→ **TASK OBJECTIVE**
Copy the lines word for word. Begin at the line that contains "Looks good." and end with the final line of the data.

→ **SOURCE INFORMATION**
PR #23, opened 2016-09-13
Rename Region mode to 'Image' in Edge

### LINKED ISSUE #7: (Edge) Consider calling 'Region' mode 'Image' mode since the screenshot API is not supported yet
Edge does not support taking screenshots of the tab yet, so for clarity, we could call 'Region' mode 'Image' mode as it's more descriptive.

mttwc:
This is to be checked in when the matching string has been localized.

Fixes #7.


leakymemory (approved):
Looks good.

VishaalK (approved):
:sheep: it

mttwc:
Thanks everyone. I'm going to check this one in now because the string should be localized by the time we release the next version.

→ **EXPECTED ANSWER**
Looks good.

VishaalK (approved):
:sheep: it

mttwc:
Thanks everyone. I'm going to check this one in now because the string should be localized by the time we release the next version.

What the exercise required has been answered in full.